Jako żona Toma Cruise’a i matka rozpieszczanej ponad miarę Suri, Katie Holmes nie ma łatwego życia: gdziekolwiek się pojawi, prześladują ją polujący na zdjęcie roku paparazzi. Tak już jest, kiedy zostaje się obwołaną „Audrey Hepburn naszych czasów”, osobą piękną i zarazem inteligentną, a w dodatku spełnieniem amerykańskiego marzenia.
Katie Holmes, "Chłopak do towarzystwa", reż. Robert Pulcini, Shari Springer Berman, fot.

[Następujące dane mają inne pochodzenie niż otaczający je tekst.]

PR #3883, opened 2022-10-17
[LETS-564] Store channel id when connection between PS and TS is made successfully

joohok:
http://jira.cubrid.org/browse/LETS-564

Purpose

PS need to find and remove the oldest active mvcc id of a specific PTS using the channel ID, but when PS try to get the channel ID while the connection is disconnected, an invalid channel ID is created. This is because the socket value is already initialized to -1.

Therefore, rather than configuring the channel ID every time PS tries to get the channel ID, it is better to use the stored channel id which is stored when it is connected successfully.

### DIFF
--- a/src/communication/communication_channel.cpp
+++ b/src/communication/communication_channel.cpp
@@ -164,7 +164,6 @@ namespace cubcomm
 	return INTERNAL_CSS_ERROR;
       }
 
-    m_type = CHANNEL_TYPE::INITIATOR;
     m_socket = css_tcp_client_open (hostname, port);
 
     er_log_chn_debug ("[%s] Connect to %s:%d socket = %d.\n", get_channel_id ().c_str (), hostname, port, m_socket);
@@ -174,6 +173,7 @@ namespace cubcomm
 	return REQUEST_REFUSED;
       }
 
+    m_type = CHANNEL_TYPE::INITIATOR;
     m_hostname = hostname;
     m_port = port;
 
--- a/src/server/page_server.cpp
+++ b/src/server/page_server.cpp
@@ -52,13 +52,13 @@ page_server::~page_server ()
 }
 
 page_server::connection_handler::connection_handler (cubcomm::channel &chn, transaction_server_type server_type,
-    page_server &ps, const std::string &underlying_channel_id)
+    page_server &ps)
   : m_server_type { server_type }
-  , m_underlying_channel_id { underlying_channel_id }
+  , m_connection_id { chn.get_channel_id () }
   , m_ps (ps)
   , m_abnormal_tran_server_disconnect { false }
 {
-  assert (!m_underlying_channel_id.empty ());
+  assert (!m_connection_id.empty ());
 
   constexpr size_t RESPONSE_PARTITIONING_SIZE = 1; // Arbitrarily chosen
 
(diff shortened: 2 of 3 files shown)


src/server/page_server.hpp
```diff
@@ -152,6 +153,7 @@ class page_server
 	 * the peer transaction server and the check will no longer be valid
 	 */
 	const transaction_server_type m_server_type;
+	const std::string m_underlying_channel_id;
```
wrlawodms: I think it's not the "channel id" anymore. How about "m_connection_id"? It would be confusing with `m_conn->get_underlying_channel_id ()` in my opinion.

src/server/page_server.cpp
```diff
@@ -485,12 +492,14 @@ page_server::set_passive_tran_server_connection (cubcomm::channel &&chn)
...
   chn.set_channel_name ("PTS_PS_comm");
 
+  assert (chn.is_connection_alive ());
   const auto channel_id = chn.get_channel_id ();
 
   er_log_debug (ARG_FILE_LINE, "Passive transaction server connected to this page server. Channel id: %s.\n",
 		channel_id.c_str ());
 
-  m_passive_tran_server_conn.emplace_back (new connection_handler (chn, transaction_server_type::PASSIVE, *this));
+  m_passive_tran_server_conn.emplace_back (new connection_handler (chn, transaction_server_type::PASSIVE, *this,
```
wrlawodms: I don't we need to pass the channel id explicitly. the connection_handler already got the channel and we can just use ch.get_channel_id() in the contr of the connection_handler.

src/communication/communication_channel.cpp
```diff
@@ -174,6 +173,7 @@ namespace cubcomm
 	return REQUEST_REFUSED;
       }
 
+    m_type = CHANNEL_TYPE::INITIATOR;
```
wrlawodms, line 176: Why is it moved?

src/server/page_server.hpp
wrlawodms: It requires `get_channel_id ()` to be modified along.

src/server/page_server.cpp
```diff
@@ -192,7 +195,7 @@ page_server::connection_handler::receive_oldest_active_mvccid (tran_server_conn_
 
   const auto oldest_mvccid = *reinterpret_cast<const MVCCID *const> (a_sp.pull_payload().c_str());
 
-  m_ps.m_pts_mvcc_tracker.update_oldest_active_mvccid (get_channel_id (), oldest_mvccid);
+  m_ps.m_pts_mvcc_tracker.update_oldest_active_mvccid (m_underlying_channel_id, oldest_mvccid);
```
wrlawodms: Why don't you use the accessor, get_channel_id(), but the variable directly?

src/server/page_server.cpp
joohok: Oh, OK. I understand.
We can just pass the channel (`chn`), so we don't need to pass the channel ID.

src/server/page_server.hpp
joohok: OK, that can be confused. I will follow your suggestion.

src/server/page_server.cpp
joohok: I will replace it with the accessor.

src/communication/communication_channel.cpp
joohok: it seems weird that only `m_type` initialized even if m_socket is failed to open. 

Not related this issue, but just a small refactoring.

wrlawodms (approved):

cristiarg (approved):

hornetmj (approved):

Kino Świat
Pochodząca z Ohio Katie Holmes była wzorową uczennicą, ojciec widział w niej przyszłą lekarkę, jednak ona już jako czternastolatka próbowała sił w zupełnie innej branży. Wybijająca się cheerleaderka, uczęszczała do szkoły modelek w rodzinnym mieście, a jej szefowa zabrała ją na konkurs talentów do Nowego Jorku. Taśma z finału trafiła do Hollywood, gdzie wybrano ją do ważnej choć drobnej roli w „Burzy lodowej” Anga Lee.
Po sukcesie filmu zaproponowano jej rolę w serialu „Buffy, postrach wampirów”, ale odrzuciła ją, ponieważ termin castingu pokrywał się ze szkolnym przedstawieniem, w którym miała zagrać główną rolę. Producenci innego serialu, „Jezioro marzeń” zgodzili się, by swoje demo nagrała w domu. Kiedy jednak dotarło do nich wideo, natychmiast zażądali, by Katie zagrała jedną z głównych ról w opowieści o piątce przyjaciół, stających wobec wyzwań wieku dojrzewania. Serial utrzymał się w ramówce przez sześć sezonów, zaś graną przez nią postać Joey Potter stała się wzorem dla amerykańskich nastolatek z przełomu stuleci.
Katie Holmes, Paul Dano,"Chłopak do towarzystwa", reż. Robert Pulcini, Shari Springer Berman, fot. Kino Świat
Swą karierę filmową Katie Holmes lubi określać jako „pasmo niewypałów”, choć trzeba przyznać, że sporo w tym określeniu kokieterii. Większość wczesnych ról to próba zerwania z wizerunkiem stworzonym na potrzeby „Jeziora marzeń” – postaci zbuntowanych, nieodpowiedzialnych nastolatek i młodych kobiet, świadomych swej seksualności. Być może obok sukcesów zdarzały się i bolesne porażki, ale aktorka nie przestawała pozostawać w kręgu zainteresowania widzów i mediów. Dowodem tego zainteresowania jest choćby Złota Malina za rolę pierwszej miłości Batmana w filmie „Batman: początek”. Wątpliwy sukces? Ale gdyby nie budziła emocji, nikomu nie przyszłoby do głowy nominować ją do tej nagrody!
Potem przyszedł czas na romantyczny związek i małżeństwo z Cruisem oraz narodziny Suri. I niezwykle trudne zadanie: udowodnić światu, że Katie Holmes potrafi wyjść z cienia męża i udowodnić, że jest aktorką, z którą słusznie wiąże się ogromne nadzieje. Jest na najlepszej drodze: w 2011 roku organizacja Women in Film, promująca aktywność kobiet w kinie, wyróżniła ją swoją Kryształową Nagrodą w kategorii Twarz Przyszłości.